RECORDED DATA: Begin

PR #2477, opened 2024-02-08
feat: create a workaround for granting privileges on all pipes

sfc-gh-jcieslak:
`granting privileges on all pipes to role/database role` is not allowed in Snowflake. As it was just one case, we decided to create an internal workaround that would make `on_all pipes` work as it was supported by Snowflake. The workaround works as follows:
- check if on_all pipes are called
- fetch pipes (in database or in schema; depending on what was in the original request)
- loop through the pipes and grant/revoke privileges on them
- created integration tests for the SDK and acceptance tests for `snowflake_grant_privileges_to_role`, `snowflake_grant_privileges_to_account_role`, and `snowflake_grant_privileges_to_database_role`

> Note: grant on_future pipes works as intended

[Reference](https://docs.snowflake.com/en/sql-reference/sql/grant-privilege#required-parameters) (check the text at the bottom of <object_type>)

### DIFF
--- a/pkg/sdk/grants_impl.go
+++ b/pkg/sdk/grants_impl.go
@@ -23,7 +23,9 @@ func (v *grants) GrantPrivilegesToAccountRole(ctx context.Context, privileges *A
 	opts.accountRole = role
 	logging.DebugLogger.Printf("[DEBUG] Grant privileges to account role: opts %+v", opts)
 
-	// TODO: Describe why it's here
+	// Snowflake doesn't allow bulk operations on Pipes. Because of that, when SDK user
+	// issues "grant x on all pipes" operation, we'll go and grant specified privileges
+	// to every Pipe one by one.
 	if on != nil &&
 		on.SchemaObject != nil &&
 		on.SchemaObject.All != nil &&
@@ -64,7 +66,9 @@ func (v *grants) RevokePrivilegesFromAccountRole(ctx context.Context, privileges
 	opts.accountRole = role
 	logging.DebugLogger.Printf("[DEBUG] Revoke privileges from account role: opts %+v", opts)
 
-	// TODO: Describe why it's here
+	// Snowflake doesn't allow bulk operations on Pipes. Because of that, when SDK user
+	// issues "revoke x on all pipes" operation, we'll go and revoke specified privileges
+	// from every Pipe one by one.
 	if on != nil &&
 		on.SchemaObject != nil &&
 		on.SchemaObject.All != nil &&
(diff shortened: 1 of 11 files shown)


pkg/sdk/grants_impl.go
```diff
@@ -33,6 +65,37 @@ func (v *grants) RevokePrivilegesFromAccountRole(ctx context.Context, privileges
...
+	if on != nil &&
+		on.SchemaObject != nil &&
+		on.SchemaObject.All != nil &&
+		on.SchemaObject.All.PluralObjectType == PluralObjectTypePipes {
+		return v.runOnAllPipes(
+			ctx,
+			on.SchemaObject.All.InDatabase,
+			on.SchemaObject.All.InSchema,
+			func(pipe Pipe) error {
+				return v.client.Grants.RevokePrivilegesFromAccountRole(
```
sfc-gh-asawicki, line 81: it seems like a few things could be extracted here: condition, all parameters are the same, the only diff is `GrantPrivilegesToAccountRole` vs `RevokePrivilegesFromAccountRole`, right?

sfc-gh-asawicki: And also the following ones

pkg/sdk/testint/grants_integration_test.go
```diff
@@ -205,6 +206,83 @@ func TestInt_GrantAndRevokePrivilegesToAccountRole(t *testing.T) {
 		require.NoError(t, err)
 		assert.Equal(t, 0, len(grants))
 	})
+
+	t.Run("grant and revoke on all pipes", func(t *testing.T) {
```
sfc-gh-asawicki, line 210: can we have a negative test that will show that multiple errors are returned?

sfc-gh-asawicki (changes requested):

pkg/sdk/grants_impl.go
sfc-gh-jcieslak: I tried to extract it, but in condition `on` is used and it's different between account and database roles, InDatabase and InSchema I was able to extract and just pass it to the method (same as previous `on` is different) and the SDK call had to be exposed, because pass-through parameters are also different between functions (like privileges, role and opts).

pkg/sdk/testint/grants_integration_test.go
sfc-gh-jcieslak: Done. This change made me think about how we produce random names for our resources and that sometimes this is the cause of non-stable tests. In this case, I saw that pipes require identifiers within a certain range of characters and all of our random ID generators were not satisfying its requirements. This pushed me to make my own simple random name generator with an a-z set of characters (other ones like String, StringN, AlphaN, AlphanumericN return unsupported characters).

sfc-gh-asawicki (approved):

RECORDED DATA: End

[TASK PROMPT]: Your response should be the lines of the entries above that include the string "opts".

[OUTPUT FOR THIS TASK]:
 	opts.accountRole = role
 	logging.DebugLogger.Printf("[DEBUG] Grant privileges to account role: opts %+v", opts)
 	opts.accountRole = role
 	logging.DebugLogger.Printf("[DEBUG] Revoke privileges from account role: opts %+v", opts)
sfc-gh-jcieslak: I tried to extract it, but in condition `on` is used and it's different between account and database roles, InDatabase and InSchema I was able to extract and just pass it to the method (same as previous `on` is different) and the SDK call had to be exposed, because pass-through parameters are also different between functions (like privileges, role and opts).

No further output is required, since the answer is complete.